How to translate professional integrity in commercial reality? I=QxA!

I always felt sorry for the many famous artists in the Renaissance, who needed to compromise the quality of their work and their artistic integrity, in order to make sure their art suited the requirements of their patrons.

Passion

Because my work provides me with an opportunity to express and develop myself, I have always been passionate about it. I loved studying organizational sociology, business administration, and executive coaching. To this day I enjoy reading business books, magazines, and blogs about the area where people, organizations, and business objectives meet.

As a management consultant, this passion drives me to define and implement the best possible solutions for my clients. I have very clear ideas about what my clients need, and what the ideal solution to satisfy this need should look like.

Unfortunately, most of my clients also have pretty strong ideas about what their needs are, and what their ideal solution should look like…

For this reason, I used to literally cringe when my clients told me they wanted to adapt the recommended solutions I had in mind for them.

Artistic integrity?

I used to find these situations very difficult to deal with because I had the idea that the intrinsic quality of my advice was affected.

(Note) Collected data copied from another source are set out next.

PR #4079, opened 2022-05-16
ARTEMIS-3834 Include paged messages when running "Send messages to DLA"

AntonRoskvist:


clebertsuconic:
@AntonRoskvist do you mind fixing QueueControlUsingCoreTest.testSendToDLAIncludesPagedMessages ?

AntonRoskvist:
@clebertsuconic Sure no problem, what is the issue you are seeing?

clebertsuconic:
QueueControlUsingCoreTest extends the test you wrote to try management through core messages
there's a proxy, and there's a failure because:

Error Message
class java.lang.Long cannot be cast to class java.lang.Integer (java.lang.Long and java.lang.Integer are in module java.base of loader 'bootstrap')


Basically the proxy method you wrote seems wrong.


if you can't fix it.. I will figure out later...

AntonRoskvist:
Sure no problem, I'll give that a try right away

AntonRoskvist:
@clebertsuconic 
I fixed it so the test passes but I'm not 100% sure this is the correct fix... to be honest I cannot really figure out why it receives a Long as response instead of the expected Integer... stepping through the code with a debugger I can see that my the actual return value from "QueueImpl#sendMessagesToDeadLetterAddress()" is an int just like before the change but I guess it gets cast at some point along the way?

AntonRoskvist:
Travis CI failed at: 
testSoakHornetQ(org.apache.activemq.artemis.tests.compatibility.HornetQSoakTest) 
but only for jdk11... I'm assuming that's unrelated for now

jbertram:
The real way to fix `QueueControlUsingCoreTest` is just to tell `invokeOperation` to cast it to an `Integer.class`, e.g.:
```java
         @Override
         public int sendMessagesToDeadLetterAddress(final String filterStr) throws Exception {
            return (Integer) proxy.invokeOperation(Integer.class,"sendMessagesToDeadLetterAddress", filterStr);
         }
```
That said, I'm concerned that this introduces an inconsistency with `sendMessageToDeadLetterAddress(long)` which *doesn't* include paged messages. I think either both of these methods should work on paged messages or neither of them should.

Thoughts?

AntonRoskvist:
I agree, that makes sense. I will fix both the test and also make sure that the sendMessageToDeadLetterAddress(long) includes paged messages. Thanks

AntonRoskvist:
@jbertram @clebertsuconic Hope this is looking better, otherwise just let med know.

PR #4080, opened 2022-05-16
ARTEMIS-3835 - deprecate addressesSettings in place of addressSetting…

gtully:
…s on the Configuration bean


gtully:
@jbertram what is the story with compatability-tests - i have reverted some of the changes that errorred out, like FQQNConsumerTest but left others, will revert if there are more failures.
It makes sense to leave some references to the old for compatibility, maybe only when a deprecated attribute is removed should the compat tests be modified.
are there rules here?

clebertsuconic:
@gtully the compatibility tests will use older versions. so if you changed configuration and is using an older version and it's failing, that's a good sign the compatibility tests are working.

gtully:
makes sense. I updates the tests to avoid the use of the newly deprecated method but that is of course not compatible with the old version. Sorted now, test as it was. Thanks.

gtully:
I did: https://github.com/apache/activemq-artemis/compare/e427fdda2d8af4cff57fa940667e5652a5c62d09..57e95445db21f546e959707a0c1f54c97492eb31 resolved the failure.
I see the hornetqsoak test failing, but that seems to be fail quite a lot, independent of this change.

brusdev (approved):

PR #4093, opened 2022-05-23
ARTEMIS-3808 Fixing ActiveMQServerControlTest

clebertsuconic:


clebertsuconic:
@jbertram this is fixing a test you recently added. Please check if this fix would still convey what you originally intended?

jbertram:
Neither `testRestartEmbeddedWebServerException` nor `testRestartEmbeddedWebServerTimeout` will work with the proxy as the proxy wraps the exceptions. Therefore, both tests should be ignored when using the proxy.

Also, `testRestartEmbeddedWebServerException` will fail even when run without the proxy due to wrapping the exception.

I've fixed both issues in #4094.

PR #4094, opened 2022-05-24
ARTEMIS-3808 fix tests

jbertram:


gemmellr:
Looks good (though given how the test works it works its probably worth cutting the extra 9ms delay like @clebertsuconic did in his version hehe)

jbertram:
@gemmellr, fixed both.

PR #4098, opened 2022-05-25
ARTEMIS-3848 High CPU usage on ReadWriteLocks

clebertsuconic:
This is caused by too many entires on the HashMap for ThreadLocals.
Also: I'm reviewing some readlock usage on the StorageManager to simplify things a little bit.

### DIFF
--- a/artemis-core-client/src/main/java/org/apache/activemq/artemis/core/remoting/impl/netty/NettyConnection.java
+++ b/artemis-core-client/src/main/java/org/apache/activemq/artemis/core/remoting/impl/netty/NettyConnection.java
@@ -62,7 +62,7 @@ public class NettyConnection implements Connection {
     * here for when the connection (or Netty Channel) becomes available again.
     */
    private final List<ReadyListener> readyListeners = new ArrayList<>();
-   private final FastThreadLocal<ArrayList<ReadyListener>> localListenersPool = new FastThreadLocal<>();
+   private static final FastThreadLocal<ArrayList<ReadyListener>> readyListenersPool = new FastThreadLocal<>();
 
    private final boolean batchingEnabled;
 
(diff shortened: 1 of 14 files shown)


artemis-server/src/main/java/org/apache/activemq/artemis/core/persistence/impl/journal/AbstractJournalStorageManager.java
```diff
@@ -174,12 +174,20 @@ public static JournalContent getType(byte type) {
 
    protected final ScheduledExecutorService scheduledExecutorService;
 
-   protected final ReentrantReadWriteLock storageManagerLock = new ReentrantReadWriteLock(true);
+   protected final ReentrantReadWriteLock storageManagerLock = new ReentrantReadWriteLock(false);
```
franz1981, line 177: Good catch!

clebertsuconic:
@franz1981 it might be an option: however I don't want to break anything else now. I may do that as a major separate task.

artemis-core-client/src/main/java/org/apache/activemq/artemis/core/remoting/impl/netty/NettyConnection.java
```diff
@@ -138,51 +137,47 @@ public boolean isOpen() {
 
    @Override
    public final void fireReady(final boolean ready) {
-      ArrayList<ReadyListener> readyToCall = localListenersPool.get();
-      if (readyToCall != null) {
-         localListenersPool.set(null);
+
+      // We are reusing a previously created ArrayList for this localArray
+      ArrayList<ReadyListener> localArrayList = readyListenersPool.get();
```
clebertsuconic, line 142: @franz1981 I'm changing this code you wrote here. This was also introducing many entires on the ThreadLocal.

artemis-core-client/src/main/java/org/apache/activemq/artemis/core/remoting/impl/netty/NettyConnection.java
```diff
@@ -62,7 +61,7 @@ public class NettyConnection implements Connection {
     * here for when the connection (or Netty Channel) becomes available again.
     */
    private final List<ReadyListener> readyListeners = new ArrayList<>();
-   private final FastThreadLocal<ArrayList<ReadyListener>> localListenersPool = new FastThreadLocal<>();
+   private static final ThreadLocal<ArrayList<ReadyListener>> readyListenersPool = new ThreadLocal<>();
```
clebertsuconic, line 64: since we are now fixing whatever was broken with ThreadLocals before. I don't think we need the FastThreadLocal any more.

clebertsuconic: Not really... in previous versions this was just using ThreadLocal. (2.16.0 is using a regular ThreadLocal).

in more recent versions we started using the FastThreadLocal, that's just a ThreadLocal with its own Map away. (there will be a single HashMap entry on the Thread.threadLocals.

this is still an issue.. it should be static.


I could still use the FastThreadlocal here. but I don't see a reason for.

clebertsuconic: @gemmellr even if I used FastThreadLocal here, it should still be a static declaration.

gemmellr: I was commenting on your comment around FastThreadLocal...not anything about the separate change to static. I expect the change to use FastThreadLocal (in https://github.com/apache/activemq-artemis/commit/6126d926ddcdf34b740603e506878059ea663680) had nothing to do with "whatever was broken with ThreadLocals before" but was simply because its optimised for use by Netty threads and the expectation was a Netty thread will likely be calling it.

clebertsuconic: @gemmellr I don't see a real advantage really... I will just make it static though.

PR #4100, opened 2022-06-01
Update ActiveMQServerImpl.java

Yesenkov:
This fixes the situation in ActiveMQServerImpl.createSession () ActiveMQServerImpl.checkSessionLimit () is called with the ServerSessionImpl.validatedUser parameter, but to count the list of sessions, the ActiveMQServerImpl.getSessionCountForUser () method is called, which already iterates over the sessions, ServerSessionImpl.getUsername () is called. In the case of certificate authentication via the TextFileCertificateLoginModule, getUsername() is always null for client connections, while ServerSessionImpl.validatedUser is set to the normal user ID via the call to securityStore.authenticate() at the very beginning of the ActiveMQServerImpl.createSession() method.

### DIFF
--- a/artemis-server/src/main/java/org/apache/activemq/artemis/core/server/impl/ActiveMQServerImpl.java
+++ b/artemis-server/src/main/java/org/apache/activemq/artemis/core/server/impl/ActiveMQServerImpl.java
@@ -1729,7 +1729,16 @@ public class ActiveMQServerImpl implements ActiveMQServer {
       int sessionCount = 0;
 
       for (Entry<String, ServerSession> sessionEntry : sessions.entrySet()) {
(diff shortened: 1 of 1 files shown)


jbertram:
This really needs a test to validate the fix and also to ensure there are no regressions in the future.

jbertram:
Basic tests for resource limits are at `org.apache.activemq.artemis.tests.integration.server.ResourceLimitTest`. A test using certificates is at `org.apache.activemq.artemis.tests.integration.security.SecurityTest#testJAASSecurityManagerAuthenticationWithCerts()`. Take bits and pieces from both and create a new class `org.apache.activemq.artemis.tests.integration.server.ResourceLimitTestWithCerts`.

PR #4349, opened 2023-01-27
ARTEMIS-3178 Page Limitting (max messages and max bytes)

clebertsuconic:
I am adding three attributes to Address-settings:

* page-limit-bytes: Number of bytes. We will convert this metric into max number of pages internally by dividing max-bytes / page-size. It will allow a max based on an estimate.
* page-limit-messages: Number of messages
* page-full-message-policy: fail or drop

We will now allow paging, until these max values and then fail or drop messages.

Once these values are retracted, the address will remain full until a period where cleanup is kicked in by paging. So these values may have a certain delay on being applied, but they should always be cleared once cleanup happened.

### DIFF
--- a/artemis-server/src/main/java/org/apache/activemq/artemis/core/paging/PagingStore.java
+++ b/artemis-server/src/main/java/org/apache/activemq/artemis/core/paging/PagingStore.java
@@ -23,6 +23,7 @@ import org.apache.activemq.artemis.api.core.Message;
 import org.apache.activemq.artemis.api.core.RefCountMessageListener;
 import org.apache.activemq.artemis.api.core.SimpleString;
 import org.apache.activemq.artemis.core.paging.cursor.PageCursorProvider;
+import org.apache.activemq.artemis.core.paging.cursor.PageSubscription;
 import org.apache.activemq.artemis.core.paging.impl.Page;
 import org.apache.activemq.artemis.core.persistence.StorageManager;
 import org.apache.activemq.artemis.core.replication.ReplicationManager;
@@ -30,6 +31,7 @@ import org.apache.activemq.artemis.core.server.ActiveMQComponent;
 import org.apache.activemq.artemis.core.server.RouteContextList;
 import org.apache.activemq.artemis.core.settings.impl.AddressFullMessagePolicy;
 import org.apache.activemq.artemis.core.settings.impl.AddressSettings;
+import org.apache.activemq.artemis.core.settings.impl.PageFullMessagePolicy;
 import org.apache.activemq.artemis.core.transaction.Transaction;
 import org.apache.activemq.artemis.utils.actors.ArtemisExecutor;
 
@@ -59,6 +61,19 @@ public interface PagingStore extends ActiveMQComponent, RefCountMessageListener 
    File getFolder();
 
    AddressFullMessagePolicy getAddressFullMessagePolicy();
+
+   PageFullMessagePolicy getPageFullMessagePolicy();
+
+   Long getPageLimitMessages();
+
+   Long getPageLimitBytes();
+
+   /** Callback to be used by a counter when the Page is full for that counter */
+   void pageFull(PageSubscription subscription);
+
+   boolean isPageFull();
+
+   void checkPageLimit(long numberOfMessages);
 
    long getFirstPage();
 
--- a/artemis-server/src/main/java/org/apache/activemq/artemis/core/paging/cursor/impl/PageCursorProviderImpl.java
+++ b/artemis-server/src/main/java/org/apache/activemq/artemis/core/paging/cursor/impl/PageCursorProviderImpl.java
@@ -19,6 +19,7 @@ package org.apache.activemq.artemis.core.paging.cursor.impl;
 import java.util.ArrayList;
 import java.util.Collection;
 import java.util.List;
+import java.util.concurrent.Future;
 import java.util.concurrent.TimeUnit;
 import java.util.concurrent.atomic.AtomicInteger;
 
@@ -37,12 +38,14 @@ import org.apache.activemq.artemis.core.server.ActiveMQServerLogger;
 import org.apache.activemq.artemis.core.transaction.Transaction;
 import org.apache.activemq.artemis.core.transaction.impl.TransactionImpl;
 import org.apache.activemq.artemis.utils.ArtemisCloseable;
+import org.apache.activemq.artemis.utils.SimpleFutureImpl;
 import org.apache.activemq.artemis.utils.collections.ConcurrentLongHashMap;
 import org.apache.activemq.artemis.utils.collections.LinkedList;
 import org.apache.activemq.artemis.utils.collections.LongHashSet;
 import org.slf4j.Logger;
 import org.slf4j.LoggerFactory;
 import java.lang.invoke.MethodHandles;
+import java.util.concurrent.atomic.AtomicLong;
 import java.util.function.Consumer;
 
 public class PageCursorProviderImpl implements PageCursorProvider {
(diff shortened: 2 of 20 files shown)


clebertsuconic:
I need to finish docs, and add testing for dropping.. which I should finish Monday morning.

artemis-server/src/main/java/org/apache/activemq/artemis/core/paging/impl/PagingStoreImpl.java
```diff
@@ -225,13 +237,100 @@ public void applySetting(final AddressSettings addressSettings) {
       addressFullMessagePolicy = addressSettings.getAddressFullMessagePolicy();
 
       rejectThreshold = addressSettings.getMaxSizeBytesRejectThreshold();
+
+      pageFullMessagePolicy = addressSettings.getPageFullMessagePolicy();
+
+      pageLimitBytes = addressSettings.getPageLimitBytes();
+
+      pageLimitMessages = addressSettings.getPageLimitMessages();
```
gemmellr, line 245: Should it validate you have actually set a policy if setting one or both of the others to enforcing values? That way you cant accidentally think you have a limit when you dont.

artemis-server/src/main/java/org/apache/activemq/artemis/core/paging/cursor/impl/PageCursorProviderImpl.java
```diff
@@ -179,11 +182,13 @@ public void close(PageSubscription cursor) {
...
 
    @Override
-   public void scheduleCleanup() {
+   public Future<Boolean> scheduleCleanup() {
+      final SimpleFutureImpl<Boolean> future = new SimpleFutureImpl<>();
       if (!cleanupEnabled || scheduledCleanup.intValue() > 2) {
          // Scheduled cleanup was already scheduled before.. never mind!
          // or we have cleanup disabled
-         return;
+         pagingStore.execute(() -> future.set(true));
```
tabish121, line 190: Is there a reason why you need to fire off a task into the executor just to return a completed future?  Seems simpler to just return CompletableFuture.completedFuture or just complete this one and return it directly.

artemis-server/src/main/java/org/apache/activemq/artemis/core/paging/impl/PagingStoreImpl.java
```diff
@@ -1029,6 +1131,25 @@ public boolean page(Message message,
          lock.readLock().unlock();
       }
 
+      if (pageFull && pageFullMessagePolicy != null) {
```
gemmellr, line 1134: Related to earlier comment, if it validates you have a policy, can this then just simply check "if (pageFull)" ?

artemis-server/src/main/resources/schema/artemis-configuration.xsd
```diff
@@ -4062,6 +4079,20 @@
                </xsd:simpleType>
             </xsd:element>
 
+            <xsd:element name="page-full-policy" maxOccurs="1" minOccurs="0">
+               <xsd:annotation>
+                  <xsd:documentation>
+                     After entering page mode, a second limit will be set by page-limit-bytes, page-limit-messages. page-full-policy will configure what to do when that limit is reach.
```
gemmellr, line 4085: page-limit-bytes and/or page-limit-messages. The page-full-policy...

...when that limit is reach**ed.**

artemis-server/src/main/java/org/apache/activemq/artemis/core/paging/cursor/impl/PageCursorProviderImpl.java
clebertsuconic: Yes... I wanted to make sure any previous call to cleanup was finished. Say you called scheduleCleanup a couple of times.. then you call scheduleCleanup again...


 I don't need to schedule another one as I already have a call scheduled, but I want to return a Future that will be released after these calls have finished.

clebertsuconic: I am amending the comment before future.set call as:

         // Scheduled cleanup was already scheduled before.
         // On that case just flush the executor returning the future.set(true) 
         // after any previous scheduled cleanup is finished.

clebertsuconic: marking it as resolved.. please unresolved it if you find any issues with my comments please?

artemis-server/src/main/java/org/apache/activemq/artemis/core/paging/PagingStore.java
```diff
@@ -60,6 +62,19 @@ public interface PagingStore extends ActiveMQComponent, RefCountMessageListener
 
    AddressFullMessagePolicy getAddressFullMessagePolicy();
 
+   PageFullMessagePolicy getPageFullMessagePolicy();
+
+   Long getPageLimitMessages();
```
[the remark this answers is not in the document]
clebertsuconic: I was going against the -1 usage here. and just keep it as null.

I can edit the default on the XSD to state null

artemis-server/src/main/resources/schema/artemis-configuration.xsd
```diff
@@ -4000,6 +4000,23 @@
                </xsd:annotation>
             </xsd:element>
 
+            <xsd:element name="page-limit-bytes" type="xsd:string" default="-1" maxOccurs="1" minOccurs="0">
+               <xsd:annotation>
+                  <xsd:documentation>
+                     After the address entering into page mode, this attribute will configure how many pages can be written into page before activating the page-full-policy.
```
tabish121, line 4006: This reads a bit funny, should it be "After the address enters into page mode...."  same for the below comment.

artemis-server/src/main/java/org/apache/activemq/artemis/core/paging/impl/PagingStoreImpl.java
```diff
@@ -225,13 +237,100 @@ public void applySetting(final AddressSettings addressSettings) {
...
+      pageFullMessagePolicy = addressSettings.getPageFullMessagePolicy();
+
+      pageLimitBytes = addressSettings.getPageLimitBytes();
+
+      pageLimitMessages = addressSettings.getPageLimitMessages();
+
+      if (pageLimitBytes != null && pageSize > 0) {
+         estimatedMaxPages = pageLimitBytes / pageSize;
+         logger.debug("Address {} should not allow more than {} pages", storeName, estimatedMaxPages);
+      }
```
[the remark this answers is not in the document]
clebertsuconic: I'm changing the constructor to make any -1 as null.


I won't just change the File parser as the same could be set through properties.

artemis-server/src/main/java/org/apache/activemq/artemis/core/paging/impl/PagingStoreImpl.java
clebertsuconic: added validation

artemis-server/src/main/java/org/apache/activemq/artemis/core/paging/impl/PagingStoreImpl.java
clebertsuconic: Probably. It feels wrong not doing the redundant check though! :)

clebertsuconic: My OCD wants to keep it, but I will remove it :)

clebertsuconic:
all the comments are resolved.. tests are 100%... I'm merging this...


if anyone sees anything else wrong I will send a new PR.. (or feel free to send any adjustments yourself of course).

clebertsuconic:
thanks for the reviews!

PR #4354, opened 2023-01-31
ARTEMIS-4151 tighten default MBean access

jbertram:
This is a preventative measure to limit what users can do with any MBean other than those in the hawtio or org.apache.activemq.artemis domains.


clebertsuconic:
@jbertram can you rebase and run the whole test suite please?

jbertram:
Full test-suite passed.

PR #4359, opened 2023-02-03
ARTEMIS-4155 Fixing deadlock on LargeMessage conversion and retention

clebertsuconic:


artemis-server/src/main/java/org/apache/activemq/artemis/core/persistence/impl/journal/JournalStorageManager.java
```diff
@@ -878,7 +878,7 @@ public final void addBytesToLargeMessage(final SequentialFile file,
    private void historyBody(long messageId, EncodingSupport partialBuffer) {
 
       try {
-         messageJournal.appendAddEvent(messageId, JournalRecordIds.ADD_MESSAGE_BODY, EncoderPersister.getInstance(), partialBuffer, true, null);
+         messageJournal.appendAddEvent(messageId, JournalRecordIds.ADD_MESSAGE_BODY, EncoderPersister.getInstance(), partialBuffer, false, null);
```
clebertsuconic, line 881: lol... this is "the fix"

clebertsuconic:
I am adding actual replay to the tests. To make sure the large message conversion works through retention. 


Will do that later between now and Monday ...

clebertsuconic:
I added the replay test as I mentioned. and I also moved the test into soak-tests (from smoke tests where I originally placed it, which is a better place).

PR #4360, opened 2023-02-07
ARTEMIS-4157: Fix error setting broker properties for AddressSettings

DreamPearl:
Added the test for all the possible AddressSettings and fixed the exception throw because of the type mismatch between the read and write methods.


jbertram:
@gtully, I'm not 100% sure, but my guess is that the Objects were used to detect whether or not the value had been set which is important since address settings are hierarchical and explicit settings take precedence over default ones.

gtully (approved):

Not hindered by any sense of false modesty, I compared myself to the aforementioned renaissance artists who needed to compromise their artistic integrity.

This feeling became so strong, that, at a certain moment in my career, I was considering returning an assignment back to my customer, because I felt I could not put enough of my thinking into the product and felt a loss of engagement.

One question

This all changed when I discussed my sentiments regarding a specific project with an executive coach. She patiently listened to my venting, and then asked one question that really hit home to me.

‘You always talk about your project, however, is it your project, or the project of your client?’. 

I was dumbfounded by her question. 

Of course, it was not my project, but the project of my client! After all, not only did my client pay for it, my client also bore the accountability for the project in her organization.

Since that crucial conversation, my attitude to my consulting work fundamentally changed. 

Rather than being afraid that the wishes of clients will affect the intrinsic quality of my solution, I started to look forward to discussions with my clients as joint problem-solving and co-creation sessions. I realized that the art of management consultancy could be better compared with that of architects, than free artists.

L’art pour l’art?

Funnily enough this development in my thinking ran parallel to another development in my attitude regarding my work. For a long time I was not concerned with the fact whether my clients would take over my advice or not. Instead I was primarily concerned with the intellectual quality of my findings and recommendations. If my clients did not take my advice, I considered this to be ‘their bad’: I was satisfied to have given the best intellectual contribution I was capable of to solve their problem.

However, this also changed when I worked on an assignment that posed a make-or-break situation for the client. Rather than seeing myself as a doctor, recommending my patients to give up smoking on the basis of scientific arguments and leaving the decision to do so firmly in their hands, I started to care more and more about the actual impact my work could have on the organization and the people that depended on them for a living.

Impact = Quality X Acceptance  

These two developments made me reevaluate the value of a formula I became aware of in my early twenties, but never valued: Impact = Quality X Acceptance. ‘Value’ because rationally I always understood it, however emotionally I never cared much about the impact. 

A gun for hire?

Does this mean that I now just follow his or her master’s voice? No. What remains important for me is the freedom to express to clients what I think, feel, and consider to be important to them. If I cannot do that anymore, I start to act out of fear, … and that is never a great starting point to producing great art.